Of my first Bond girl I don't recall much. She was very pretty and very tiny, and I remember that her big eyes and '80s hair made her head look too big for her body. She was also the first person I ever heard refer to themselves in the third person, which stuck with me, as I had no idea real people did such things.


 

Thursday, February 12, 2015

Trimmings

Teri, Parkdale, 1992

HER NAME WAS TERI, AND SHE WAS THE GIRLFRIEND of Dave, my old boss at Nerve. She was a model and needed portfolio shots so Dave gave me a call. I wanted some fashion in my own portfolio, so it was a good trade.
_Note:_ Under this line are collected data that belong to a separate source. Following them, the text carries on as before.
PR #10218, opened 2024-10-27
feat(eslint-plugin): [switch-exhaustiveness-check] add support for "no default" comment

### LINKED ISSUE #2631: [switch-exhaustiveness-check] add support for "no default" comment

**Repro**

```JSON
{
  "rules": {
    "@typescript-eslint/switch-exhaustiveness-check": "warn"
  }
}
```

```TS
enum SomeKind {
    Kind1,
    Kind2,
    Kind3,
    Kind4,
}

const foo: SomeKind = determineKind();

// Kind1 and Kind3 need some extra logic for whatever reason
switch (foo) {
    case SomeKind.Kind1:
        // some special logic for this kind
        break;

    case SomeKind.Kind3:
        // some special logic for this kind
        break;

    /* no default */
}

```

**Expected Result**

Similar to the core ESLint rule `default-case`, I would expect the linter to see that I have explicitly stated that no more cases are needed.

**Actual Result**

I get a warning that the switch/case doesn't cover the full enum.

**Versions**

| `@typescript-eslint/eslint-plugin` | `4.3.0` |
| `@typescript-eslint/parser`        | `4.3.0` |
| `ESLint`                           | `7.10.0` |
| `node`                             | `14.13.0` |

developer-bandi:
## PR Checklist

- [x] Addresses an existing open issue: fixes #2631

## Overview
similar to eslint's default-case rule, i modified to have the same effect as writing a default clause by specifying the `no default` comment. In the allowDefaultCaseForExhaustiveSwitch option, if no default is specified, an error may occur in the annotation in some cases, so it is necessary to review whether it is okay.

one additional work is left The option considerDefaultExhaustiveForUnions in PR #9954 is in preparation for merging, so you will need to write a test case for that option once this PR is merged.


packages/eslint-plugin/src/rules/switch-exhaustiveness-check.ts
```diff
@@ -110,6 +109,28 @@ export default createRule<Options, MessageIds>({
     const checker = services.program.getTypeChecker();
     const compilerOptions = services.program.getCompilerOptions();
 
+    function getCommentDefaultCase(
+      node: TSESTree.SwitchStatement,
+    ): TSESTree.Comment | undefined {
+      const defaultCaseCommentConstants = ['no default', 'No Default'];
```
yeonjuan, line 115: What do you think about using the same pattern as eslint `default-case`? ("i" flag for case-insensitive)

https://github.com/eslint/eslint/blob/35a8858d62cb050fa0b56702e55c94ffaaf6956d/lib/rules/default-case.js#L6-L8
```TS
const DEFAULT_COMMENT_PATTERN = /^no default$/iu;
```

developer-bandi:
I will resolve the conflict by merging the changes to the considerDefaultExhaustiveForUnions option currently reflected in the main branch and request a review again.

packages/eslint-plugin/src/rules/switch-exhaustiveness-check.ts
```diff
@@ -14,9 +14,11 @@ import {
   requiresQuoting,
 } from '../util';
 
+const DEFAULT_COMMENT_PATTERN = /^no default$/iu;
```
JoshuaKGoldberg, line 17: [Feature] This should be configurable with an option, the way https://eslint.org/docs/latest/rules/default-case#commentpattern is.

packages/eslint-plugin/src/rules/switch-exhaustiveness-check.ts
```diff
@@ -161,7 +181,7 @@ export default createRule<Options, MessageIds>({
 
       return {
         containsNonLiteralType,
-        defaultCase,
+        defaultCase: defaultCase ? defaultCase : getCommentDefaultCase(node),
```
JoshuaKGoldberg, line 184: [Style] Nit: I'm surprised this isn't caught by https://typescript-eslint.io/rules/prefer-nullish-coalescing ...

```suggestion
        defaultCase: defaultCase ?? getCommentDefaultCase(node),
```

packages/eslint-plugin/src/rules/switch-exhaustiveness-check.ts
```diff
@@ -176,7 +196,7 @@ export default createRule<Options, MessageIds>({
 
       // If considerDefaultExhaustiveForUnions is enabled, the presence of a default case
       // always makes the switch exhaustive.
-      if (considerDefaultExhaustiveForUnions && defaultCase != null) {
+      if (considerDefaultExhaustiveForUnions && defaultCase) {
```
JoshuaKGoldberg, line 199: Nit: unnecessary unrelated change, let's not increase PR noise if we don't have to:

```suggestion
      if (considerDefaultExhaustiveForUnions && defaultCase != null) {
```

packages/eslint-plugin/src/rules/switch-exhaustiveness-check.ts
```diff
@@ -218,7 +238,9 @@ export default createRule<Options, MessageIds>({
     ): TSESLint.RuleFix {
       const lastCase =
         node.cases.length > 0 ? node.cases[node.cases.length - 1] : null;
-      const defaultCase = node.cases.find(caseEl => caseEl.test == null);
+      const defaultCase =
+        node.cases.find(caseEl => caseEl.test == null) ??
+        getCommentDefaultCase(node);
```
JoshuaKGoldberg, line 243: [Refactor] This should have already been found by `getSwitchMetadata`. Now that the logic around finding a default case is getting more complex, let's take this in as a `fixSwitch` parameter instead of re-finding it.

JoshuaKGoldberg (changes requested):
I took a quick initial pass and think there should be an option added to maintain parity with ESLint core. I can take a deeper look once that's in (or if I'm wrong about that). Thanks!

packages/eslint-plugin/src/rules/switch-exhaustiveness-check.ts
```diff
@@ -38,6 +40,11 @@ type Options = [
      */
     requireDefaultForNonUnion?: boolean;
 
+    /**
+     * Regular expression to evaluate comments to mean default case
+     */
+    defalutCaseCommentPattern?: string;
```
JoshuaKGoldberg, line 46: [Docs] Typo, and also this should have an entry in `packages/eslint-plugin/docs/rules/switch-exhaustiveness-check.mdx`.

```suggestion
    defaultCaseCommentPattern?: string;
```

packages/eslint-plugin/src/rules/switch-exhaustiveness-check.ts
```diff
@@ -81,6 +88,10 @@ export default createRule<Options, MessageIds>({
             type: 'boolean',
             description: `If 'true', the 'default' clause is used to determine whether the switch statement is exhaustive for union type`,
           },
+          defalutCaseCommentPattern: {
+            type: 'string',
+            description: `Regular expression to evaluate comments to mean default case`,
```
JoshuaKGoldberg, line 93: [Docs] WDYT about this phrasing, to make it a bit more clear what the comment does?

```suggestion
            description: `Regular expression for a comment that can indicate an intentionally omitted default case.`,
```

packages/eslint-plugin/tests/rules/switch-exhaustiveness-check.test.ts
JoshuaKGoldberg, line 1: [Testing] Missing test cases for `defaultCaseCommentPattern`.

JoshuaKGoldberg (changes requested):
A few necessities aren't filled in: docs and tests for the option. If you fill those in we can review more deeply. Thanks!

packages/eslint-plugin/docs/rules/switch-exhaustiveness-check.mdx
```diff
@@ -78,6 +80,25 @@ switch (literal) {
 }
 ```
 
+### defaultCaseCommentPattern
+
+
+Basically, there is logic to treat annotations matching /^no default$/iu as default case.
+If you want to change this pattern, just enter the pattern in this option.
```
JoshuaKGoldberg, line 88: [Docs] Cleanup for clarity:

```suggestion
It can sometimes be preferable to omit the default case for only some switch statements.
For those situations, this rule can be given a pattern for a comment that's allowed to take the place of a `default:`.
```

https://jameshfisher.com/2017/02/22/dont-use-simply - same with _"just"_.

As of #9925, the option's default value is explicitly stated in the automatically added description.

packages/eslint-plugin/docs/rules/switch-exhaustiveness-check.mdx
```diff
@@ -254,6 +275,37 @@ switch (fruit) {
...
+switch (value) {
+  case 'a':
+    break;
+  // no default
+}
+```
+
+</TabItem>
+</Tabs>
+
```
JoshuaKGoldberg, line 308: [Docs] I don't think this is necessary, given that `defaultCaseCommentPattern` already documents itself and automatically mentions its default value.

```suggestion
```

packages/eslint-plugin/src/rules/switch-exhaustiveness-check.ts
JoshuaKGoldberg, line 17: [Feature] Actually, now that I'm re-reading this, I'm not sure we should have a default here. The core ESLint rule does it but it seems kind of arbitrary to me. Maybe we should just have no default at all?

cc @typescript-eslint/triage-team

packages/eslint-plugin/src/rules/switch-exhaustiveness-check.ts
```diff
@@ -110,6 +122,26 @@ export default createRule<Options, MessageIds>({
...
+    ): TSESTree.Comment | undefined {
+      const lastCase = node.cases.at(-1);
+      const commentsAfterLastCase = lastCase
+        ? context.sourceCode.getCommentsAfter(lastCase)
+        : [];
+      const defaultCaseComment = commentsAfterLastCase.at(-1);
+      const commentRegExp =
+        defaultCaseCommentPattern != null
+          ? new RegExp(defaultCaseCommentPattern, 'u')
+          : DEFAULT_COMMENT_PATTERN;
```
JoshuaKGoldberg, line 136: [Refactor] This re-runs the `new RegExp` on each `switch` statement. Let's move it to a root statement inside the `create()`, not inside a nested function, so it only happens once.

packages/eslint-plugin/src/rules/switch-exhaustiveness-check.ts
kirkwaiblinger: I think 
- "no default" is a sensible default ignore comment pattern. 
- Sensible defaults are good things since they help standardize across projects (and in this case even between rules)
- I probably wouldn't have any comment ignore pattern on-by-default though
- Making a separate on/off toggle for the comment ignore pattern and a regexp option for it is overly verbose
- Alignment with [default-case](https://eslint.org/docs/latest/rules/default-case) is good for user experience

Therefore probably having the single regexp option that defaults to "no default" is the best compromise option here. But no strong opinion.

JoshuaKGoldberg: 👍 I'm ok with this. Your reasoning is convincing to me, in particular the alignment with the core rule.

packages/eslint-plugin/docs/rules/switch-exhaustiveness-check.mdx
developer-bandi: The above link helped me a lot. Thank you!

packages/eslint-plugin/src/rules/switch-exhaustiveness-check.ts
FloEdelmann, line 17: If there's a default value, please specify it in `defaultOptions`.

developer-bandi: In order to put a default value in defaultOptions, the defaultCaseCommentPattern option must be able to receive a flag. Therefore, this option should be in the form of an array, with an expression at the first index and a flag at the second index. 

Previously, the default value was treated as a separate variable because of equivalence with eslint rules. Would there be any problem with implementing it like this?

JoshuaKGoldberg: As much as I would love to keep things to the `defaultOptions` plumbing, I don't think this is doable. I think this PR is fine as-is.

packages/eslint-plugin/src/rules/switch-exhaustiveness-check.ts
JoshuaKGoldberg: https://github.com/typescript-eslint/typescript-eslint/issues/10470

JoshuaKGoldberg (dismissed):
LGTM, thanks for all the iteration on this! Your hard work is paying off 🔥

packages/eslint-plugin/docs/rules/switch-exhaustiveness-check.mdx
```diff
@@ -78,6 +78,25 @@ switch (literal) {
 }
 ```
 
+### defaultCaseCommentPattern
```
JoshuaKGoldberg, line 81: The website build is failing because these should be backticked:

```suggestion
### `defaultCaseCommentPattern`
```

packages/eslint-plugin/docs/rules/switch-exhaustiveness-check.mdx
```diff
@@ -78,6 +78,25 @@ switch (literal) {
 }
 ```
 
+### `defaultCaseCommentPattern`
+
```
JoshuaKGoldberg, line 83: Per @FloEdelmann's https://github.com/typescript-eslint/typescript-eslint/pull/10218#discussion_r1868991801, not being able to use `defaultOptions` means the default isn't being put into docs. So for now:

```suggestion
{/* insert option description */}

Default: `/^no default$/iu`.
```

We started in my studio in Parkdale but - impetuously - I suggested we head outside after a few different setups and try to get something ... grittier. We ended up in a dodgy greasy spoon by the corner of Lansdowne (now long gone) where the patrons gave us funny looks but let me shoot in a booth and in the back, by the kitchen, where they stacked the empties.

My brief forays into fashion photography will be the subject of another post. All I can say now is that I loved the challenge of shooting fashion and even liked some of the results, but couldn't see my way to getting a foothold in that part of the business.